Scale-to-zero
Scale-to-zero allows you to automatically scale your Service Instances down to zero when there is no incoming traffic. This feature allows you to optimize your costs by only paying for real compute usage.
Note: Scale-to-zero is currently in public preview.
To enable scale-to-zero, you need to set the minimum number of instances to zero.
Then when your Service remains idle without receiving any requests for over 5 minutes, it will automatically scale down your active Services instances to zero and update your Service to the Sleeping
status.
As soon as a new request is received, the Service is waked up and scaled up to at least one instance or more depending on your autoscaling criteria.
How scale-to-zero works
Your Service will be scaled down to zero if all of the following criteria are met over the idle period of 5 minutes:
- No traffic is received from the Internet.
- No held connection (e.g. websocket or HTTP/2 stream) from the Internet to your Service.
- No new deployment occured
When to use scale-to-zero?
Scale-to-zero is ideal for a wide range of use cases that involve handling intermittent traffic, like:
- Inference Efficiency: Inference is compute intensive, you need high-performance GPUs to answer requests quickly, but you might only need them for a couple of minutes every few hours. Scale-to-zero dramatically improves costs and efficiency for inferencing tasks with intermittent traffic, without infrastructure management.

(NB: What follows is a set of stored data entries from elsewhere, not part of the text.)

Issue #1582, opened 2026-09-12
Five records sell a free tier whose source URL now lands on another company's product — source_check has no field for where the fetch landed


robhunterclaude:
`source_check` has six outcome codes and every one of them describes the page's contents. None of them describes where the fetch landed, and `SourceCheck` has no field to put it in. So a vendor whose pricing page has been absorbed into an acquirer's site reads as a content problem or a transient failure, forever.

Windsurf has read `unreadable` since 2026-06-25. `windsurf.com/pricing` redirects to `devin.ai/pricing` and answers 429. Nothing in the record says the URL moved, so the state is indistinguishable from a rate limit we should retry.

## The census

Every distinct `url` in `data/index.json` — 1,459 of them over 1,547 records — fetched with redirects followed, comparing the registrable domain of the request against the registrable domain of the landing. **39 land on a different registrable domain (2.7%).**

Two more did and are excluded: `ai.google.dev/pricing` and `developer.android.com/studio` both bounce through `accounts.google.com` when the client keeps no cookies. With a cookie jar both return 200 on their own domain. That was my probe, not the site.

Cross-tabbed against the outcome we recorded for the same URL:

| `source_check.outcome` | records landing off-domain |
|---|---:|
| `states_no_terms` | 15 |
| `ok` | 12 |
| `does_not_name_vendor` | 6 |
| `unreadable` | 5 |
| `states_no_amount` | 1 |

**Twelve read `ok`.** Most of those are benign — `bitbucket.org` → `atlassian.com/software/bitbucket`, `segment.com` → `twilio.com/docs/segment`, and a dozen TLD moves like `bearer.sh` → `bearer.com` and `readthedocs.org` → `readthedocs.com`, where the landing is the same product under a new domain. **The off-domain landing on its own is not a defect and must not be treated as one.**

## The eight that sell a free tier

Off-domain **and** the check could not confirm the vendor on the page:

| vendor | tier | outcome | landing | `verifiedDate` |
|---|---|---|---|---|
| Codefresh | Free | `does_not_name_vendor` | `octopus.com/pricing/overview` | 2026-07-08 |
| Coda | Free | `does_not_name_vendor` | `superhuman.com/plans/docs` | 2026-08-21 |
| Windsurf | Free | `unreadable` (429) | `devin.ai/pricing` | 2026-06-25 |
| smartmockups.com | Free | `unreadable` | `canva.com/mockups` | 2026-04-05 |
[...]

Issue #1612, opened 2026-09-13
126 `Unsourced` tags carry seven different clauses, four of them meaning the offer has ended — and the clause only exists in a `title` attribute


robhunterclaude:
`Unsourced` is the only word 126 table rows get, and it stands for seven different facts — including four rows whose offer has ended.

Found reviewing `/ai-coding-pricing-2026`, the highest-demand page in the register that had never been reviewed (40 crawler fetches over three days, 4 verdict records moved under it since it was compiled).

## What the one label stands for

Every `class="unsourced-tag"` on the 71 register pages, read from production at 2026-09-13T07:05Z:

| clause carried in `title=` | tags | what a reader should take from it |
|---|---:|---|
| the page we cite for this offer states no amount, tier or rate we can read | 63 | we read it; it says nothing about this |
| **no catalogue record** | **29** | **we hold no record for this row at all** |
| we could not read the page we cite for this offer | 13 | the fetch did not answer |
| the page we cite for this offer names a plan but states no amount | 10 | the plan stands; the numbers are ours (#1565) |
| the page we cite for this offer does not name it | 6 | we read someone else's page |
| **the offer has ended** | **4** | **the terms in this row are gone** |
| names the platform it runs on and not the offer itself | 1 | scope mismatch |

126 tags, 7 clauses, **1 visible word**.

"Unsourced" is a fair summary of five of these. It is the wrong word for two:

- **`the offer has ended` — 4 tags on `/ai-coding-pricing-2026`, `/database-free-tier-comparison-2026`, `/hosting-free-tier-comparison-2026`.** A reader told a row is unsourced reads the row's terms as probably true and merely uncited. The fact we hold is that the offer is gone. On `/ai-coding-pricing-2026` that row is Augment Code, whose record is `tier: "Retired"` on a **clean** `source_check.outcome: "ok"` read from 2026-09-12 — our freshest, best-sourced record on the page, labelled `Unsourced`.
- **`no catalogue record` — 29 tags.** That is not an unsourced claim. It is a row we can say nothing about.

## The clause is in a `title` attribute and nowhere else

**0 of the 126 render the clause in visible text.** `title=` is not delivered to a touch device and is not lifted by an extractor. The word on the page is `Unsourced`; the distinction between "we read it and it was silent" and "this offer no longer exists" is in a tooltip.

This is the same shape as #1603's structured-data arm, in a different family on the same day: the predicate is computed correctly, and it reaches only the surface with the narrowest audience.

[...]

PR #1617, opened 2026-09-13
Repoint Coda and Code Time to the pages that publish their free tiers (#1582)

robhunterclaude:
Data only — five records in `data/index.json`, 18 lines. Closes the half of https://github.com/robhunter/agentdeals/issues/1582 I said I would take: *"I will correct the five records' `url` and `tier` myself."* The pipeline half — AC-1 through AC-5, recording the landing so this triages itself next time — is untouched and still open.

Every landing was fetched today with a browser UA and a cookie jar.

| vendor | lands on | free tier there | action |
|---|---|---|---|
| Codefresh | `octopus.com/pricing/overview` | Octopus Deploy's, not Codefresh's | **Retired** |
| Windsurf | `devin.ai/pricing` | Devin's $0 plan | **Retired** |
| smartmockups.com | `canva.com/mockups` | Canva Free's 2,500 mockups | **Retired** |
| Coda | `superhuman.com/plans/docs` | Superhuman Docs Free, $0 | repointed |
| Code Time | `antenna.dev` 404 | none — Antenna starts at $15/mo/Git user | repointed to the marketplace |

## The rule I applied

When a source URL lands on another company, three outcomes, decided by whether the successor is already in our index:

- **Successor already indexed → retire.** Two records for one offer is worse than one stale record. Devin is indexed with its own $0 tier; Canva is indexed. Repointing Windsurf at `devin.ai/pricing` would have given us two records citing the same URL for the same plan.
- **Product absent from the successor's site → retire.** `octopus.com/codefresh` answers the question directly: *"Can I continue to use GitOps Cloud or sign up for a trial? **No.** The GitOps Cloud product is no longer available. If you are considering deployment and release orchestration tooling, we recommend signing up for the free tier of Octopus."* Codefresh CI continues "for existing customers". There is no free plan to sign up for, so the 120 builds/month we published is gone.
- **Product survives, successor not indexed → repoint, keep `vendor`.** `vendor` is the join key the change log uses; renaming severs history, and a reader searching the old name is exactly the reader we want to reach. The new name leads the description instead.

## The one precedent this sets

`Code Time` now points at `marketplace.visualstudio.com`. No record in the index cited a plugin marketplace before; 31 cite `github.com`, so a non-vendor-site source is not itself new. It is the only page that states the product exists and is free: the extension is live, last updated 2026-04-22, and the listing reads `Free` beside the install count. `software.com/code-time` 404s, and the `Code Time` item in Antenna's own nav is a benchmark dataset at `/data/code-time`, not the product. Retiring it would have published a removal that has not happened.

It also reads cleanly on a plain `curl` — 7,512 characters of text naming the product 24 times — so the rolling re-verification can read it. If you would rather not set this precedent, say so on https://github.com/robhunter/agentdeals/issues/1582 and I will retire the record instead.

## What I deliberately did not touch

`source_check` on all five. It is the pipeline's log of its own last read, and three of them now describe a URL the record no longer carries. Hand-writing a reading the pipeline did not take is worse than a stale one; the next rolling run re-reads the new URL and corrects it. Flagging it so the mismatch is expected rather than surprising.

Three `tier` values move `Free` → `Retired` in CI/CD, AI Coding and Design. If a population floor trips on any of those, that is the gate working and the fix is the floor, not the record.


robhunterclaude:
**Derived-effect check, run before merge.** I fetched all 76 `/best/*` pages off production and counted where the three retiring vendors actually rank.

| vendor | ranked on | position |
|---|---|---|
| Codefresh | `/best/free-ci-cd` | — |
| Windsurf | `/best/free-ai-coding` | 11 of its `ItemList` |
| smartmockups.com | `/best/free-design` | — |

**Three ranked lists lose one entry each and nothing else moves.** "Windsurf" matches 75 other `/best/` pages, and all 75 are one footer string — `Works with Claude Desktop, Cursor, Cline, Windsurf →` — not a record. 28 occurrences on `/best/free-ai-coding`, exactly 1 on every other page.

That footer is worth a separate look at some point and is **not part of this PR**: we advertise compatibility with a client whose own site now redirects to `devin.ai`. It is a string in a CTA, not a catalogue record, so re-verification can never reach it.

One thing the merge will visibly fix on its own: `/best/free-ai-coding` currently ranks Windsurf at 11 with `risk_level: caution` and the #1603 caveat *"we looked, on 2026-09-09, so we cannot confirm these terms today"* — over a record whose source page redirects to another company. After this, it does not rank at all.

robhunterclaude:
**Rewritten. This PR is now two records, not five — the three retirements are held and handed over on https://github.com/robhunter/agentdeals/issues/1183.** The first push tripped nine assertions and every one of them was right.

## What is left here

| vendor | was | now | why |
|---|---|---|---|
| Coda | `coda.io/pricing` | `superhuman.com/plans/docs` | redirects there; the Free plan is `$0` — collaborative docs, Docs AI, connected tables/views/forms, formulas and automations |
| Code Time | `www.software.com/code-time` | the Visual Studio Marketplace listing | `software.com/code-time` 404s via `antenna.dev`, whose pricing starts at `$15/mo/Git user`; the extension is live, last updated 2026-04-22, and the listing reads `Free` |

Both keep `tier: Free`, so neither touches the retirement invariants. `vendor` is unchanged on both — it is the change log's join key, and a reader searching the old name is the reader we want. The new name leads the description.

## Why Codefresh, Windsurf and smartmockups came out

Setting `tier: Retired` on those three turned nine assertions red, and the suite named the source location of every one:

```
5 of 10 rows standing on a retired record still affirm a free tier:
  buildFirebaseStudioShutdownPage.alternatives:25567 (windsurf) — freeCompute, freeStorage
  buildFreeTierTrackerPage.featuredRemovals:27007  (windsurf) — detail
  buildAiCodingPricing2026Page.tools:27822         (windsurf) — free, freeDetails
  buildAiCodingToolsPricingPage.tools:28227        (windsurf) — free, freeDetails, freeType
  buildCiCdPricingPage.tools:29063               (codefresh) — freeDetails, freeMinutes, freeType, hiddenCosts, monthlyCostSmall
```

plus eight page-text and structured-data claims over 14 page/vendor pairs, including `/ai-coding-tools-pricing` — *"Windsurf's '25 credits/month' on free tier can mean 25 prompts or 5 complex agentic flows"* — and `/cicd-free-tier-comparison-2026` — *"Codefresh is the best free option for Kubernetes/GitOps workflows with native Argo CD support."*

**The data is right and the site cannot yet publish it.** That is the gate doing its job, and it is not something a data PR can fix: every one of those is a hardcoded literal in `src/`. The clearest case is `/ai-coding-pricing-2026`, whose Windsurf row already carries `title="the offer has ended"` on its `Unsourced` tag — the page holds the fact in a tooltip and sells `Limited daily quotas` in the column beside it. That is https://github.com/robhunter/agentdeals/issues/1612 and https://github.com/robhunter/agentdeals/issues/1183 meeting in one cell.

## One assertion that changed my mind about the data

```
unregistering Apple Notes, iCloud does not report it
  + 'Devin, Windsurf'
```

Repointing Windsurf's `url` at `devin.ai/pricing` created a new shared-pricing-page group, because **Devin is already in the index against that exact URL.** I had used "the successor is already indexed" as the reason to retire rather than repoint, and then repointed anyway. When the retirement lands, Windsurf's `url` should stay `windsurf.com/pricing` — that is the page we read, the redirect is the finding, and the description carries where it goes. I have written that onto #1183 rather than leaving it for whoever picks this up.

robhunterclaude:
**Second rewrite. `verifiedDate` is out — the PR is now `url` and `description` only, four lines.**

The last push failed one assertion, on `/vendor/coda`:

```
a rating came back with nothing saying why:
  /vendor/coda: plans/docs, which never names Coda… The page we cite for this offer
  does not name it when we last looked, on 2026-09-10, so we cannot confirm these terms today.
  /vendor/coda answers the pricing-change question without naming the refusal
  Coda summarises for an agent without naming the refusal
```

I had set `verifiedDate` to 2026-09-13 on a record whose `source_check` still reads `does_not_name_vendor`, checked 2026-09-10. **That is a confirmation the record's own last machine read contradicts**, and the page had no sentence for it: the rating comes back, the refusal is still on file, and nothing on any surface says why. The assertion is right and it caught something I would not have.

`verifiedDate` is the pipeline's stamp for a read that confirmed the terms. My read was mine, not the pipeline's, and the pipeline has not yet read the new URL. So both records keep the dates they had — Coda 2026-08-21, Code Time 2026-04-13 — and the next rolling run sets `verifiedDate` and `source_check` together against the page the record now points at, which is the only way they stay consistent.

I also dropped the clause *"which never names Coda"* from the description. It was true of `coda.io/pricing` and it is not a fact about `superhuman.com/plans/docs`, which is where the record now points; leaving it there put a refusal-shaped sentence inside the terms we publish.

**Nothing else changed.** Same two records, same two URLs, same reasoning as the comment above.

- Dedicated Services for Multi-Tenant SaaS and Platforms: Scale-to-zero allows you to deploy dedicated and isolated services per tenant with controlled performance and costs. Operate fleets with thousands of services, paying only for real usage.
- Infinite Development Environments: Software engineering teams need environments identical to production to run integration tests. Creating dozens of services to replicate your production is now cost-effective thanks to scale-to-zero and our automation tools (API, CLI, Terraform, Pulumi). Every developer in your team can have a full replica of the production setup, billed per second of usage.
- Compute Efficiency: For apps with high CPU demands but intermittent traffic, scale-to-zero automatically optimizes your infrastructure and costs.
- Global Deployments: Multi-region deployment can quickly become expensive. With scale-to-zero you can deploy globally without incurring a base fee for each additional region that you add.
Limitations
- Inbound requests to a sleeping Service may be slower due to a cold start, which typically takes 1 to 5 seconds to create a new dedicated virtual machine
- Scale-to-zero works only for Services exposed to the Internet.
- HTTP/2 requests cannot be used to wake up a sleeping Service.
- You can wake a Service up using a WebSocket connection, but that connection may only live for a few minutes.